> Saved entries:
::::::
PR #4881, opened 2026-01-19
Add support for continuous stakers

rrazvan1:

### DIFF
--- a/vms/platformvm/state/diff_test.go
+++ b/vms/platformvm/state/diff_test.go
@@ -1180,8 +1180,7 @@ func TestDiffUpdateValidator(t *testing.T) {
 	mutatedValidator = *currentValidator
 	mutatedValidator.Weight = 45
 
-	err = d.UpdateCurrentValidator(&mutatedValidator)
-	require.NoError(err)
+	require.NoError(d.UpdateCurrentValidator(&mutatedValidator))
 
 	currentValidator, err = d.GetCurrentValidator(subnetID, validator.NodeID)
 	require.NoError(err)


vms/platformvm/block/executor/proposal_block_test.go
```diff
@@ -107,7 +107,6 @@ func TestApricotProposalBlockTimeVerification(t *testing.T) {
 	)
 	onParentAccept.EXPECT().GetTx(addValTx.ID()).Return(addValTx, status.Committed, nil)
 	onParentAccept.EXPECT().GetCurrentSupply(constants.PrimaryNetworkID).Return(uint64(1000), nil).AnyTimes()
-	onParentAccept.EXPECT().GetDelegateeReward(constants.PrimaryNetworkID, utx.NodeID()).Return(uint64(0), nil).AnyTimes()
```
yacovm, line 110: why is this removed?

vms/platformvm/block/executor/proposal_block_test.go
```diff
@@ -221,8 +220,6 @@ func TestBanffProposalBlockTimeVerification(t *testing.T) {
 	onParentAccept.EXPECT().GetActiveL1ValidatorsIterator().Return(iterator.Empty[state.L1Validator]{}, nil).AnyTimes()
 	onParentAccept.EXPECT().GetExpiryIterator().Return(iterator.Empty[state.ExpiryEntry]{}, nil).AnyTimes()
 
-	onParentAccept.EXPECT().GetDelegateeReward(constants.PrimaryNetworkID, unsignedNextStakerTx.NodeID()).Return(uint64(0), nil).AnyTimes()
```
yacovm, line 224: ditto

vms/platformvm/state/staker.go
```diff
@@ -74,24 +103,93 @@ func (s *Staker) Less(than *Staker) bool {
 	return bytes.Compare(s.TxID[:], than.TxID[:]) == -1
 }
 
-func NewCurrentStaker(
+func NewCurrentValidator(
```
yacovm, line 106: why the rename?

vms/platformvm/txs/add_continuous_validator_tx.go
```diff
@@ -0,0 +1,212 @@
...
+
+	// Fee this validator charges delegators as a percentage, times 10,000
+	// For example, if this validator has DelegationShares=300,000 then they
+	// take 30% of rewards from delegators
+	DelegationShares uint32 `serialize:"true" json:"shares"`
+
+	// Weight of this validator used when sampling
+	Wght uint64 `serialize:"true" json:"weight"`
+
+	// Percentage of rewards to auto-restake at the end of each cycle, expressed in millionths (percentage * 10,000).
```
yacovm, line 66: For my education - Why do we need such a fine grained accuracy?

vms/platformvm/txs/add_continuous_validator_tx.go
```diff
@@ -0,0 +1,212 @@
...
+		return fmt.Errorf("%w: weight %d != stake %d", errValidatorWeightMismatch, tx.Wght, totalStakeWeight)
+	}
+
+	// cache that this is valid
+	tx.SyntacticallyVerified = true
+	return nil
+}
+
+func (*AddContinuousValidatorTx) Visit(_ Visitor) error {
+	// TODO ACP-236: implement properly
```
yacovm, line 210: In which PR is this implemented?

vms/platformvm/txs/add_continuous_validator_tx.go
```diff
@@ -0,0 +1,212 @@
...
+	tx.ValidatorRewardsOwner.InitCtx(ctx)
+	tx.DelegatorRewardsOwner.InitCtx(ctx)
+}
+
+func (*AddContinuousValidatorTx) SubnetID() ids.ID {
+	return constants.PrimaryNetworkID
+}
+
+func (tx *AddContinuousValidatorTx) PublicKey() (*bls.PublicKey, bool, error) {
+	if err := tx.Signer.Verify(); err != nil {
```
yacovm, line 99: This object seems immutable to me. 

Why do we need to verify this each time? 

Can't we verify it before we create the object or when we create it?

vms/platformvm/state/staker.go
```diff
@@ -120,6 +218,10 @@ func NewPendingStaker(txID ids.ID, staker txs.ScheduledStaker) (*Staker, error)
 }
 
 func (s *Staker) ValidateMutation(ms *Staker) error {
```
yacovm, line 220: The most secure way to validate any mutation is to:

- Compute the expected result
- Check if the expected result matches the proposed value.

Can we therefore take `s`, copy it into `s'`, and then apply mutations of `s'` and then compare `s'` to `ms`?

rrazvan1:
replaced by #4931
::::::
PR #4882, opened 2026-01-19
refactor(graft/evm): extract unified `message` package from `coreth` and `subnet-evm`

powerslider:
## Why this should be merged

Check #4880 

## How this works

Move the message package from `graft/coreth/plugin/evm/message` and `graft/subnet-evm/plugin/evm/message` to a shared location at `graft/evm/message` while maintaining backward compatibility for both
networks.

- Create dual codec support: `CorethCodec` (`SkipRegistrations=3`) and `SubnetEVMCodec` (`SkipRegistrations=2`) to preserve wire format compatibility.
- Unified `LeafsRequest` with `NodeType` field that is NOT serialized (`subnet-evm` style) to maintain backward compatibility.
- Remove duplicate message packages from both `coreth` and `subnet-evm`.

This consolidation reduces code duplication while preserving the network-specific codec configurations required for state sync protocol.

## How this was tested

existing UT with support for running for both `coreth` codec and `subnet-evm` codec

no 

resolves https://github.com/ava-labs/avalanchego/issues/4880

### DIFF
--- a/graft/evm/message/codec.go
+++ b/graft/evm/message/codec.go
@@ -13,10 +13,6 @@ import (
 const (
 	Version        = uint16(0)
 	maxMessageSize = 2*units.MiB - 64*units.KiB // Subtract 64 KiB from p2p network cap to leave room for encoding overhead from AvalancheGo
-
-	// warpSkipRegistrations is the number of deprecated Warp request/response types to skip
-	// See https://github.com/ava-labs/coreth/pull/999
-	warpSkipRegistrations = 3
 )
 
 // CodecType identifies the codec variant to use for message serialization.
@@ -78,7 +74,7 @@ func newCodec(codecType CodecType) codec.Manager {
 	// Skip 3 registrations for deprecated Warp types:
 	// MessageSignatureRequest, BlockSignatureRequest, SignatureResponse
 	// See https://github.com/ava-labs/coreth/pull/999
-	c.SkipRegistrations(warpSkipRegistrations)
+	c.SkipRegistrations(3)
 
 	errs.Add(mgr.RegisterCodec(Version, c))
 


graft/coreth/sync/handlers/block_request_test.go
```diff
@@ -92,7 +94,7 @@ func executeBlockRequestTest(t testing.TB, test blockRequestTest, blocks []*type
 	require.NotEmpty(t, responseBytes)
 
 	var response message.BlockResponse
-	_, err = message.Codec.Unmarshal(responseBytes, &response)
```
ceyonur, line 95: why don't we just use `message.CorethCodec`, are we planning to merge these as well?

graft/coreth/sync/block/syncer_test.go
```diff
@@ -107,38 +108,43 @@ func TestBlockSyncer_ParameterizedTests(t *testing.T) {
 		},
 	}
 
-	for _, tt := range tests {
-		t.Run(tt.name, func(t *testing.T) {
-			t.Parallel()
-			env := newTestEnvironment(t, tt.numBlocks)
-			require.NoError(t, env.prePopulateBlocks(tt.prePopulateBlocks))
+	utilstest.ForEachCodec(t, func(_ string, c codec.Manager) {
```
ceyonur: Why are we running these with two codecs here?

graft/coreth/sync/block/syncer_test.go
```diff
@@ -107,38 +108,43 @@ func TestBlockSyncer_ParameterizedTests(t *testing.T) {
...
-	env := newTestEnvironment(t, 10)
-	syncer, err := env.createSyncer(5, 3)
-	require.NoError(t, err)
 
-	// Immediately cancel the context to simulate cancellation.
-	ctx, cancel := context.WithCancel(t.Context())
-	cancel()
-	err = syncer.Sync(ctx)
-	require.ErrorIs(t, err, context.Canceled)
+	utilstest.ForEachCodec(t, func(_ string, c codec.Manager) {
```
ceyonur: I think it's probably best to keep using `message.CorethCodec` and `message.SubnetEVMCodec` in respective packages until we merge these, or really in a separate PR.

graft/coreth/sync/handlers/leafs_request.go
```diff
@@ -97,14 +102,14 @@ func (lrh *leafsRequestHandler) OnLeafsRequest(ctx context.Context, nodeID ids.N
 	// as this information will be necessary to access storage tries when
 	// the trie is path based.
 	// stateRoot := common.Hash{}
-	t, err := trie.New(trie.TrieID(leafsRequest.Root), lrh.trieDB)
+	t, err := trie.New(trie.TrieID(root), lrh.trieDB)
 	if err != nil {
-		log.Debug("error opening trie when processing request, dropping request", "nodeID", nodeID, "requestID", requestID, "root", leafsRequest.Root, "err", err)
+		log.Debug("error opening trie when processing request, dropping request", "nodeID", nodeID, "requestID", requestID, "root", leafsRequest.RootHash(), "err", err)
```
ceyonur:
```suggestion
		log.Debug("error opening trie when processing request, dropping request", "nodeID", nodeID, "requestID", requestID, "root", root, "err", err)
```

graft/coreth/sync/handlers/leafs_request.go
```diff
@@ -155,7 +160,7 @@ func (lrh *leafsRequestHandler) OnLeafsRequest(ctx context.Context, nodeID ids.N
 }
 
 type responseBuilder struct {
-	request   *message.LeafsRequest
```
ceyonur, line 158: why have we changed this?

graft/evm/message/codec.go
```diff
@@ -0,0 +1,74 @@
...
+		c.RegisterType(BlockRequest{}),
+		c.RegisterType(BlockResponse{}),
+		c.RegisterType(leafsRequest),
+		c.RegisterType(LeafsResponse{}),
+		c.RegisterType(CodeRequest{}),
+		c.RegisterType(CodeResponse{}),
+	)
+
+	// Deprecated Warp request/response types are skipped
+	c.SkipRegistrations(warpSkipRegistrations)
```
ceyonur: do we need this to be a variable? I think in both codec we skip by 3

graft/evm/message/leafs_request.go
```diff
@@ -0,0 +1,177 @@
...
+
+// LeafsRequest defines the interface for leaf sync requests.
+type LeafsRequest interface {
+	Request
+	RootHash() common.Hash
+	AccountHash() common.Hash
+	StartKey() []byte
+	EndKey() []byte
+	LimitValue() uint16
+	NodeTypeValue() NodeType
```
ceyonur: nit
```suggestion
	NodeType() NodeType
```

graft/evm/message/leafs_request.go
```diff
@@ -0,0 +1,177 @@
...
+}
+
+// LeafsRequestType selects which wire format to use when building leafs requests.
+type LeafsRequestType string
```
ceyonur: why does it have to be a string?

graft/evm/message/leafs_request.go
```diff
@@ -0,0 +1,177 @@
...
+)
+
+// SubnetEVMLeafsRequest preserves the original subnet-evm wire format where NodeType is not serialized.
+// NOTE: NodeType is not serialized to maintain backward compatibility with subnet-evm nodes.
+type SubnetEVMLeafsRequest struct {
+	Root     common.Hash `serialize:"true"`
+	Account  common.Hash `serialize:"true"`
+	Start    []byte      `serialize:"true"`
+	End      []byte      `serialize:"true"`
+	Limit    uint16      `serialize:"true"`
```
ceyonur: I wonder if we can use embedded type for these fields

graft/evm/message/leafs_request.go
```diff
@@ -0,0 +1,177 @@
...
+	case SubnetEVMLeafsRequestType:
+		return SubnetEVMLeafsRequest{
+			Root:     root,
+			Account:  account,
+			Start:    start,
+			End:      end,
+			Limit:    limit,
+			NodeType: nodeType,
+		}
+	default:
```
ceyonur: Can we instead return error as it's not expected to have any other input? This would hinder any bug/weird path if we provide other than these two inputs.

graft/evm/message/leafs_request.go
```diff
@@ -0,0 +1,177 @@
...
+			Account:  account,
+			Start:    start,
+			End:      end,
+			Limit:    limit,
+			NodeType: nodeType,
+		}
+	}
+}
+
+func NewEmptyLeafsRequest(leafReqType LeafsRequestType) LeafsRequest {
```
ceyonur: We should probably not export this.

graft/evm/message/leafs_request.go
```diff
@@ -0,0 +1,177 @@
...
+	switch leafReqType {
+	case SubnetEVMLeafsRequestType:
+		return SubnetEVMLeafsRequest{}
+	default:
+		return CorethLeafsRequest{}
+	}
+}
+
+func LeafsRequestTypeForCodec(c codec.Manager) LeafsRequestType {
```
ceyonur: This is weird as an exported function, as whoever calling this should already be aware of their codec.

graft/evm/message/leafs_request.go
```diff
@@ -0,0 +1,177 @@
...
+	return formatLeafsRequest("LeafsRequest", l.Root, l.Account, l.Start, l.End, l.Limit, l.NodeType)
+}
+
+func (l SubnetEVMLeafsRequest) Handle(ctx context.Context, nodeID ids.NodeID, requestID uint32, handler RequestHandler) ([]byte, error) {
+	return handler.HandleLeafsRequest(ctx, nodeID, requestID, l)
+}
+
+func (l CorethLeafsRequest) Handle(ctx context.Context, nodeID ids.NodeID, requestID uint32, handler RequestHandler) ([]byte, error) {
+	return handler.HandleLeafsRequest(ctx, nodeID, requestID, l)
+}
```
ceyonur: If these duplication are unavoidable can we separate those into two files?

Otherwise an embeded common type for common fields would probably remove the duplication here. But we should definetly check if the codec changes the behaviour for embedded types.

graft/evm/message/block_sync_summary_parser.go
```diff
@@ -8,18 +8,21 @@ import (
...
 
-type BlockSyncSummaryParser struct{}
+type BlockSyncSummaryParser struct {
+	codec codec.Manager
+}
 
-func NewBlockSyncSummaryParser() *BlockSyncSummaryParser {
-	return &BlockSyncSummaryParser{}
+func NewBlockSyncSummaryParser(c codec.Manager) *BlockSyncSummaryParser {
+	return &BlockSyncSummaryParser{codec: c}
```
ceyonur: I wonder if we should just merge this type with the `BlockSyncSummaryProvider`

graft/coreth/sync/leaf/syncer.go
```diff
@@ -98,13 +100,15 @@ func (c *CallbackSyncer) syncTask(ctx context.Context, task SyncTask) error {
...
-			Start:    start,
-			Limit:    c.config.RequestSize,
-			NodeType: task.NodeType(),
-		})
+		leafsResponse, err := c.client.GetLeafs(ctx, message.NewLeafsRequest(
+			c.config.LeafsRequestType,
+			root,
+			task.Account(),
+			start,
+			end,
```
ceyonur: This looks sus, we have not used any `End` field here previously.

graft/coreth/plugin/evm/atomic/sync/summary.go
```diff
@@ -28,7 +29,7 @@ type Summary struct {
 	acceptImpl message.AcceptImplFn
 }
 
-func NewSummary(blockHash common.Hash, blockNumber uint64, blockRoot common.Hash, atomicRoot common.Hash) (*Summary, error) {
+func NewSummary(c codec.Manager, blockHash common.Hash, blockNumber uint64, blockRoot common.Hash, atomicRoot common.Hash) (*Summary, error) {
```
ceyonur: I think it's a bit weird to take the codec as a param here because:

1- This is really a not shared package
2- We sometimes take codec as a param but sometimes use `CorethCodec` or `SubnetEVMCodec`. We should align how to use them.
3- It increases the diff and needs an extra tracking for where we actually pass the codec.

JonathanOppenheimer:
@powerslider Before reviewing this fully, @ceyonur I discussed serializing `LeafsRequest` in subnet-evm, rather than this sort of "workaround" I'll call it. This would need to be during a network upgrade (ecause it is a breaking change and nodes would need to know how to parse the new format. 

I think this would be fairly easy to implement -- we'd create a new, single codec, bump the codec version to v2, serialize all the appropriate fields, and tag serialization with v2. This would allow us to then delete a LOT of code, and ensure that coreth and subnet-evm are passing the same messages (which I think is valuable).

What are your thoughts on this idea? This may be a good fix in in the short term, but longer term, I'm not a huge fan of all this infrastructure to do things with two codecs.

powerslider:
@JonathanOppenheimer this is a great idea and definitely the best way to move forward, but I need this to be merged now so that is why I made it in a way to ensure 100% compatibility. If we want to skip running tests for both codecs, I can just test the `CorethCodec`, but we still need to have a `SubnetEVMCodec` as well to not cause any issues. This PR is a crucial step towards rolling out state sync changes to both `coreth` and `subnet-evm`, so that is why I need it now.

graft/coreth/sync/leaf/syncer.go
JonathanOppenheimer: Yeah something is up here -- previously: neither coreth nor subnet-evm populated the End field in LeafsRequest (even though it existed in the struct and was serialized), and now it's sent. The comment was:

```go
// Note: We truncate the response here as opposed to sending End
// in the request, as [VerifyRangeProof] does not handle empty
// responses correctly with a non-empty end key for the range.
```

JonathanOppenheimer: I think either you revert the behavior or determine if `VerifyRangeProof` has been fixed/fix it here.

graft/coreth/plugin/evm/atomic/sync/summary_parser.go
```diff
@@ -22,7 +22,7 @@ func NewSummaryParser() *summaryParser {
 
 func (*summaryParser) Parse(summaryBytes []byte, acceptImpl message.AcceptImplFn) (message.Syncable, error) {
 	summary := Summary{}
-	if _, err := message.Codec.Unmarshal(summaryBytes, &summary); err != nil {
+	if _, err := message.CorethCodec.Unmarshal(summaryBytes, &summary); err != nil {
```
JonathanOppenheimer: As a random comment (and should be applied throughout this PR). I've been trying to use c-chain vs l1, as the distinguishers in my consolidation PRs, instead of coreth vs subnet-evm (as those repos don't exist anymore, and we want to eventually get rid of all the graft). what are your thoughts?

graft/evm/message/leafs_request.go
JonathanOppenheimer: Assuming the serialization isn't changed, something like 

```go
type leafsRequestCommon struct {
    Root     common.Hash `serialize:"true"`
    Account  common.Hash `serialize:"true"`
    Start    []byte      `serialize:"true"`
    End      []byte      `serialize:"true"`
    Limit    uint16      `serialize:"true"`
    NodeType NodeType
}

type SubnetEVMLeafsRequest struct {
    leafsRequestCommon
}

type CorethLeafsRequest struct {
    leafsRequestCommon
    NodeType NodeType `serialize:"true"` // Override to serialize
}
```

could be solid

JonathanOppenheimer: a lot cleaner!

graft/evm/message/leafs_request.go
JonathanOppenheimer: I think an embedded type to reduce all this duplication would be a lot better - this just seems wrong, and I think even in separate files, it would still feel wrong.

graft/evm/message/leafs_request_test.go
::::::
> YOUR OBJECTIVE: Give the number of lines in the records above that contain the word "PrimaryNetworkID". Reply with that number alone.

> TASK SOLUTION: 4